RGB-T Object Detection via Group Shuffled Multi-receptive Attention and Multi-modal Supervision
Jinzhong Wang, Xuetao Tian, Shun Dai, Tao Zhuo, Haorui Zeng, Hongjuan Liu, Jiaqi Liu, Xiuwei Zhang, Yanning Zhang
TL;DR
This work targets robust RGB-T object detection under diverse conditions by introducing a lightweight Group Shuffled Multi-receptive Attention (GSMA) module for efficient multi-scale feature fusion and a Multi-modal Supervision (MS) strategy that supervises RGB, thermal, and fusion branches with per-modal annotations. Integrated into a YOLOv5-based framework named SAMS-YOLO, GSMA leverages multi-scale receptive fields and a parameter-free group shuffle to fuse RGB-T features, while MS provides more accurate supervision and auxiliary segmentation during training. The approach achieves state-of-the-art results on KAIST and DroneVehicle with competitive inference speed, demonstrating improved detection of small, night-time, and occluded objects.
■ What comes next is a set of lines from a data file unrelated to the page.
PR #643, opened 2017-11-26
Submission

Eustaquio122:


src/validator.js
```diff
@@ -0,0 +1,76 @@
...
+                this._buildFrame(firstFrame, firstRolls(rolls, 3));
+            } else if (this._isSpare(rolls)) {
+                firstFrame = firstRolls(rolls, 2);
+                this._buildFrame(firstFrame, firstRolls(rolls, 3));
+            } else {
+                firstFrame = firstRolls(rolls, 2);
+                this._buildFrame(firstFrame, firstRolls(rolls, 2));
+            }
+
+            return this._validateFrame(firstFrame) && this._validateFrames(removeRolls(rolls, firstFrame.length));
```
sjmog: In response to your question – "is there a way to make this clearer?", I think this is pretty clear. The recursion is neat, and I don't have a big problem with the `if/else` statement – each one is clearly handling a different kind of roll. It's pretty easy to read and understand.

Some quick wins – there are some magic numbers in here, and your code will be cleaner if you extract them. What is `1`, `3`, `2`? This might lead, in turn, to different versions of the `firstRolls` method.

You might also gain by thinking in a slightly more OO way. For instance – you have some ways of representing a frame that also knows about other rolls (`this._buildFrame(firstFrame, firstRolls(rolls, 3))`). Could these be special kinds of object? For instance:

```javascript
if (this._isStrike(rolls)) {
  this._buildStrikeFrame(rolls)
}
```

Then, in `buildStrikeFrame`:

```javascript
_buildStrikeFrame: function(rolls) {
  this.frameBuilder.buildStrikeFrame(rolls, this._numberOfFrames++)
}
```

And in `buildStrikeFrame`:

```javascript
buildStrikeFrame: function(allRolls, frameNumber) {
  var firstFrame = firstRolls(rolls, 1)
  var otherAffectedFrames = firstRolls(rolls, 3)
  return new Frame(firstFrame, otherAffectedFrames)
}
```

One rule-of-thumb I'm using here is 'if you are pulling information out of a data structure and passing that to an object, just pass the whole data structure to the object instead'. So just pass `rolls` to the `FrameBuilder` and let it figure out how to deal with them.

src/validator.js
```diff
@@ -0,0 +1,76 @@
...
+        },
+
+        _buildFrame: function(frameRolls, scoringRolls) {
+            this._numberOfFrames++;
+            this.frameBuilder._buildFrame(frameRolls, scoringRolls, this._numberOfFrames);
+            return;
+        },
+
+        _isStrike: function(rolls) {
+            return rolls[0] === 10;
```
sjmog: This is a good opportunity to introduce a constant (`STRIKE_SCORE` or something), to avoid the magic number '10'.

src/interface.js
```diff
@@ -0,0 +1,160 @@
...
+        if (roll > 19) {
+            updateLastSelectors();
+        } else {
+            updateRollSelectors(rollScore(roll));
+        }
+    });
+
+// Helpers -------------------------------------------- Helpers //
+
+    function createSelector(id_number, limit) {
```
sjmog: jQuery is generally going to end up like this – even good jQuery. That is: a nice-ish interface and a whole bunch of helpers.

It can be refactored by using one of the framework architectures you know (i.e. MVC) and building a controller that uses jQuery methods, but it'll probably end up much the same.

An alternative thing to do is create a 'view model' – that is, Objects that use jQuery in their methods. You identify objects in the view just like you do in the rest of your program: what nouns are you using? I see: `SpiritBowler`, `Total`, `FrameScore`. If you move the logic for rendering and updating each of these 'view objects' into their own object, you start moving towards a _component-based_ architecture.

sjmog:
Oh, and one general point – watch out for sticking closely to requirements! It's awesome to experiment now and flex your creative muscles, but as a tech test submission this runs a risk of failing because it totally over-delivers on the requirements. Excess delivery = excess time paying devs, from a company point-of-view!

(But I like it ;) )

Collectively, the method advances practical RGB-T detection by balancing fusion quality and efficiency, with strong implications for autonomous driving and surveillance systems.
Abstract
Multispectral object detection, utilizing both visible (RGB) and thermal infrared (T) modals, has garnered significant attention for its robust performance across diverse weather and lighting conditions. However, effectively exploiting the complementarity between RGB-T modals while maintaining efficiency remains a critical challenge. In this paper, a very simple Group Shuffled Multi-receptive Attention (GSMA) module is proposed to extract and combine multi-scale RGB and thermal features. Then, the extracted multi-modal features are directly integrated with a multi-level path aggregation neck, which significantly improves the fusion effect and efficiency. Meanwhile, multi-modal object detection often adopts union annotations for both modals. This kind of supervision is not sufficient and unfair, since objects observed in one modal may not be seen in the other modal. To solve this issue, Multi-modal Supervision (MS) is proposed to sufficiently supervise RGB-T object detection. Comprehensive experiments on two challenging benchmarks, KAIST and DroneVehicle, demonstrate the proposed model achieves the state-of-the-art accuracy while maintaining competitive efficiency.